Her adorable face is speckled with black dots. Her entire body is when she’s shaved but generally you only see the nose.
I have a bunch of freckles on my arms and we joke that one looks like the constellation Cassiopeia.
Cleo liked that name so its now one of hers.

Well-groomed Cleo with Mummy… what you can’t see is the ribbon she tore out of the other side of her head
The Carrie Bradshaw thing… if she’s in bed with you, shoes or slippers will somehow be there when you wake up. Or if you’re visiting in the living room, shoes will be brought forth. How can you not love a girl with that kind of passion for shoes?!
As for Houdini, I came home from work one winter night to have Cleo greet me on the driveway. The boys were still inside the locked kennel.
It didn’t take long to figure it out once I saw the snow load and the bare roof.
Diamond… well, she picked that one herself because diamonds are beautiful, rare and special. Just like Cleo.
And she is clever.
One of the times when Alistair was trying to get UB to stop barking at a grizzly bear a few feet away the other dogs all came charging in.
Its the only time we’ve seen ferocity out of Casey, with his hackles up, foaming at the mouth.
Harry was somewhere, spinning circles in the distance, making his woo-woo sounds even though Alistair doesn’t remember actually seeing him.
Cleo was probably back at the house thinking, “I’m not getting involved in that. That’s stupid. I’m going to call Mummy at her clinic. Now, where is that telephone?”
Cleo loved being the shop dog over the past few years when I brought her to work.
Sometimes she got the spa treatment from her best friend, Lynnie.
Sometimes she would have special visitors come to chat and they’d end up petting her the entire time.
Fireman Frank has an unworldly love of dogs and Cleo had him wrapped around her furry paws.
Other times she would just play with Mummy and Lynnie.
She was wonderful with other dogs and was fine when we had to crate her when it was time for surgeries or appointments with dogs or cats who maybe didn’t want to see her. She adored a box full of Schipperke puppies who were just a week old. Mind you, she claims that her uterus was “ripped untimely” from her body so maybe there was some maternal instinct there.
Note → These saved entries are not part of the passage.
Issue #39, opened 2023-07-11
Use zlib instead of Gzip?


paulbastian:
Gzip is for files and uses zlib internally

paulbastian:
After some research to the difference between gzip, zlib and Deflate, I would propose to consider zlib instead Gzip:
- both rely on Deflate compression algorithm
- Gzip is more focused on files
- Gzip contains more metadata that we do not need as they are redundant in JWT or deprecated (modifytime, content type)
- header is a little smaller

bc-pi:
(apologies in advance for any misunderstanding/confusion around the relationship between gzip, zlib, and Deflate) but FWIW JWE uses DEFLATE/RFC1951 directly for its optional compression https://datatracker.ietf.org/doc/html/rfc7516#section-4.1.3 (and there's one example test in https://www.rfc-editor.org/rfc/rfc7520.html#section-5.9.4), which might be an option here.

paulbastian:
add recommendation for BEST_COMPRESSION mode

paulbastian:
Solved in #80

PR #80, opened 2023-11-01
switch to deflate + zlib instead of gzip

### LINKED ISSUE #67: Slight difference in compression result
I'm working on a TypeScript implementation of this spec, and have the encoding / decoding of the status list implemented. It seems to work based on the example in the spec and the example python scripts, with one slight difference.

When I encode either the 1 or 2 bit example it will output one character difference `_`, while mine outputs an `A`. The decoding seems to work fine, and maybe this is a gzip thing, but I'm wondering if the examples use certain gzip features to get this output?

I've adapted my implementation to use compression level 9 (default for python `gzip` lib) and set the mtime to the same value

The input byte array is the same as for the python implementation and the examples in the spec, so it's really something that is happening during the gzip encoding (the output byte array here is different)

```
H4sIAMo_jGQCA9u5GABc9QE7AgAAAA
H4sIAMo_jGQCAzvp8hMAZLRLMQMAAAA
```

```
H4sIAMoAjGQCA9u5GABc9QE7AgAAAA
H4sIAMoAjGQCAzvp8hMAZLRLMQMAAAA
```

any idea what is going on here? 

The implementation and tests can be found here: https://github.com/TimoGlastra/jwt-status-list-ts

c2bo:
Closes #67 and #39.

## 📑 Description
Switches to zlib instead of gzip encoding and adds the recommendation to use the best available compression.

## Preview Link
[click here for rendered preview of PR](https://github.com/<repo-name>/<branch-name>/<draft-name>.html)

### DIFF
--- a/draft-ietf-oauth-status-list.md
+++ b/draft-ietf-oauth-status-list.md
@@ -462,6 +462,11 @@ for their valuable contributions, discussions and feedback to this specification
 # Document History
 {:numbered="false"}
 
+-01
+
+* Changing compression from gzip to zlib
+* Change typo in Status List Token sub claim description
+
 -00
 
 * Initial draft after working group adoption
--- a/draft-ietf-oauth-status-list.md
+++ b/draft-ietf-oauth-status-list.md
@@ -131,7 +131,7 @@ Each status of a Referenced Token MUST be represented with a bit size of 1,2,4, 
 
 1. The overall Status List is encoded as a byte array. Depending on the bitsize, each byte corresponds to 8/(#bit-size) statuses (8,4,2, or 1). The status of each Referenced Token is identified using the index that maps to one or more specific bits within the byte array. The index starts counting at 0 and ends with "size" - 1 (being the last valid entry). The bits within an array are counted from least significant bit "0" to the most significant bit ("7"). All bits of the byte array at a particular index are set to a status value.
 
-2. The complete byte array is compressed using the "DEFLATE" {{RFC1951}} compression method and stored using the "ZLIB" {{RFC1950}} data format. Implementations SHOULD use the highest compression level available.
+2. The complete byte array is compressed using the "DEFLATE" {{RFC1951}} compression method and stored using the "ZLIB" {{RFC1950}} data format. Implementations are RECOMMENDED to use the highest compression level available.
 
 3. The result of the compression is then base64url-encoded, as defined in Section 2 of {{RFC7515}}.
 
--- a/draft-ietf-oauth-status-list.md
+++ b/draft-ietf-oauth-status-list.md
@@ -27,7 +27,8 @@ normative:
   RFC7519: RFC7519
   RFC8392: RFC8392
   RFC3986: RFC3986
-  RFC1952: RFC1952
+  RFC1950: RFC1950
+  RFC1951: RFC1951
   RFC7515: RFC7515
   RFC6125: RFC6125
   RFC9110: RFC9110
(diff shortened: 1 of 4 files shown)


draft-ietf-oauth-status-list.md
```diff
@@ -130,9 +131,9 @@ Each status of a Referenced Token MUST be represented with a bit size of 1,2,4,
 
 1. The overall Status List is encoded as a byte array. Depending on the bitsize, each byte corresponds to 8/(#bit-size) statuses (8,4,2, or 1). The status of each Referenced Token is identified using the index that maps to one or more specific bits within the byte array. The index starts counting at 0 and ends with "size" - 1 (being the last valid entry). The bits within an array are counted from least significant bit "0" to the most significant bit ("7"). All bits of the byte array at a particular index are set to a status value.
 
-2. The complete byte array is compressed using gZIP {{RFC1952}}.
+2. The complete byte array is compressed using the "DEFLATE" {{RFC1951}} compression method and stored using the "ZLIB" {{RFC1950}} data format. Implementations SHOULD use the highest compression level available.
```
paulbastian, line 134:
```suggestion
2. The complete byte array is compressed using the "DEFLATE" {{RFC1951}} compression method and stored using the "ZLIB" {{RFC1950}} data format. Implementations are RECOMMENDED to use the highest compression level available.
```

paulbastian (approved):

tplooker (approved):

draft-ietf-oauth-status-list.md
```diff
@@ -130,9 +131,9 @@ Each status of a Referenced Token MUST be represented with a bit size of 1,2,4,
 
 1. The overall Status List is encoded as a byte array. Depending on the bitsize, each byte corresponds to 8/(#bit-size) statuses (8,4,2, or 1). The status of each Referenced Token is identified using the index that maps to one or more specific bits within the byte array. The index starts counting at 0 and ends with "size" - 1 (being the last valid entry). The bits within an array are counted from least significant bit "0" to the most significant bit ("7"). All bits of the byte array at a particular index are set to a status value.
 
-2. The complete byte array is compressed using gZIP {{RFC1952}}.
+2. The complete byte array is compressed using the "DEFLATE" {{RFC1951}} compression method and stored using the "ZLIB" {{RFC1950}} data format. Implementations are RECOMMENDED to use the highest compression level available.
```
bc-pi, line 134: I'm not sure I understand "compressed using the "DEFLATE" {{RFC1951}} compression method and stored using the "ZLIB" {{RFC1950}} data format" and not sure I understand well enough to even ask appropriate questions. Does this say to compress twice, once with DEFLATE only and once with ZLIB? That sounds silly but could easily be read that way. Or like what does "stored" mean in this context? Stored where? This should be about data format for exchange between parties. Whereas storage typically implies something internal (which wouldn't be in scope for the interchange format). I would expect this draft to clearly specify one compression method. This reads like two compressions. The code below suggests that ZLIB is being used - shouldn't the text reflect that? I know zlib does use DEFLATE internally and that is confusing things but indicating them both with an "and" is further confusing.

paulbastian: So Zlib is using Deflate as the compression method internally and zlib is more of a data format wrapping the result. "stored" may indeed be confusing here, is "encoded" better? Do you think its better not to reference Deflate as its referenced by Zlib RFC?

Some implementations may not offer the choice for the compression level, so I think that was the idea to not mandate the level of compression. Although we don't have extensive experience with many programming languages yet.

On extra special days at the clinic, though, she would see Matt, the UPS driver.
It wasn’t the biscuits because she doesn’t go ape with our farm delivery UPS guy.
Matt was different. Cleo even leapt up into the cab and the back of his truck on several occasions.
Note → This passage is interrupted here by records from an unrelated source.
PR #88, opened 2023-12-12
add access token example

### LINKED ISSUE #82: IETF 118: mention usecase for accesstokens
Aaron says that there are zero mentions of the term access token and proposes to mention JWT accesstokens as a possible usecase

c2bo:
Closes #82 

## 📑 Description
Adds access token as an example use-case for status list.

## Preview Link
[click here for rendered preview of PR](https://vcstuff.github.io/draft-ietf-oauth-status-list/c2bo/access-token/draft-ietf-oauth-status-list.html)


draft-ietf-oauth-status-list.md
```diff
@@ -44,7 +46,7 @@ The status list data structures themselves are also represented as JWTs or CWTs.
...
+JSON Web Tokens (JWTs) {{RFC7519}} and CBOR Web Tokens (CWTs) {{RFC8392}} as secure token formats, have vast possible applications. Some of these applications can involve issuing a token whereby certain semantics about the token can change over time, which are important to be able to communicate to relying parties in an interoperable manner, such as whether the token is considered invalidated or suspended by its issuer. A good example of such a case would be an "access token" as defined in section 1.4 of {{RFC6749}} where validity (after issuance, before expiration) is important meta information. A mechanism to gather this kind of information exists in the form of Token Introspection {{RFC7662}}, but requires direct interaction with the issuer, whereas this specification defines a mechanism using static information in the form of a status list.
```
paulbastian, line 49: The other use case for Issuer-Holder-Verifier is mentioned one paragraph further down. I think it makes sense to group them together

draft-ietf-oauth-status-list.md
```diff
@@ -48,6 +50,8 @@ JSON Web Tokens (JWTs) {{RFC7519}} and CBOR Web Tokens (CWTs) {{RFC8392}} as sec
...
 
+A good example for the usage of a status list would be an "access token" as defined in section 1.4 of {{RFC6749}} where validity (after issuance, before expiration) is important meta information. A mechanism to gather this kind of information exists in the form of Token Introspection {{RFC7662}}, but requires direct interaction with the issuer, whereas this specification defines a mechanism using static information in the form of a status list.
+
```
paulbastian, line 54:
```suggestion
This document defines Status List representations in JWT and CWT formats that describe the individual statuses of multiple Referenced Tokens, which themselves are also JWTs or CWTs. The statuses of all Referenced Tokens are conveyed via a bit array in the Status List. Each Referenced Token is allocated an index during issuance that represents its position within this bit array. The value of the bit(s) at this position correspond to the Referenced Token's status. The document also defines how an issuer of a Referenced Token references a Status List Token. Status Lists may be composed for expressing a range of Status Types. This document defines basic Status Types for the most common use cases as well as an extensibility mechanism for custom Status Types.

An example for the usage of a Status List would be an "access token" as defined in section 1.4 of {{RFC6749}} where validity (after issuance, before expiration) is important meta information. A mechanism to gather this kind of information exists in the form of Token Introspection {{RFC7662}}, but requires direct interaction with the issuer, whereas this specification defines a mechanism using static information in the form of a status list.

Another possible use case for the Status List is to express the status of verifiable credentials (Referenced Tokens) issued by an issuer in the Issuer-Holder-Verifier model.
```

paulbastian (approved):

draft-ietf-oauth-status-list.md
```diff
@@ -46,8 +48,11 @@ The status list data structures themselves are also represented as JWTs or CWTs.
...
 
+An example for the usage of a Status List would be an "access token" as defined in section 1.4 of {{RFC6749}} where validity (after issuance, before expiration) is important meta information. A mechanism to gather this kind of information exists in the form of Token Introspection {{RFC7662}}, but requires direct interaction with the issuer, whereas this specification defines a mechanism using static information in the form of a status list.
```
tplooker, line 53:
```suggestion
An example for the usage of a Status List is to manage the status of issued access tokens as defined in section 1.4 of {{RFC6749}}. Token Introspection {{RFC7662}} defines another way to determine the status of an issued access token, but it requires the party trying to validate an access tokens status to directly contact the token issuer, whereas the mechanism defined in this specification does not have this limitation.
```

So there’s our aggressive, needs-to-be-euthanized dog. Doing her thing standing up on her legs, which is one of the tricks that saved her life. We don’t know how old she is but she hasn’t started to slow down at all. She likes to sleep and snuggle with me when Alistair is gone as part of the Usual Suspects (Loki, UB, Cleo, Mulder and Sport).
Cleo likes to help finish my scrambled eggs if I accidentally make too much.
She likes to watch me clean and feed the guinea pigs in the mornings, her ears perking when they whistle and tweet.
But she also likes sleeping outside with Casey and Harry and I think the 3 of them are a fun unit, even if she only occasionally plays with them outside. She’s usually off looking for a good spot to dig a hole, or a creek to romp in, or horse poop to eat, or someone to stand up against.
Aggression isn’t always aggression. Dogs growl for all sorts of reasons and I’m pretty sure Cleo was scared and lonely. She was obviously well-trained in many ways and I’m certain she was loved.
It saddens me only to think that a little girl or a cute older couple were her original owners but I would hope they believe she went to loving arms with loving hearts with a huge back yard and buddies of all species.
And lots of shoes.

The only Fyfe who has brought home a trout in Montana. Granted, it was frozen but you have to give her credit!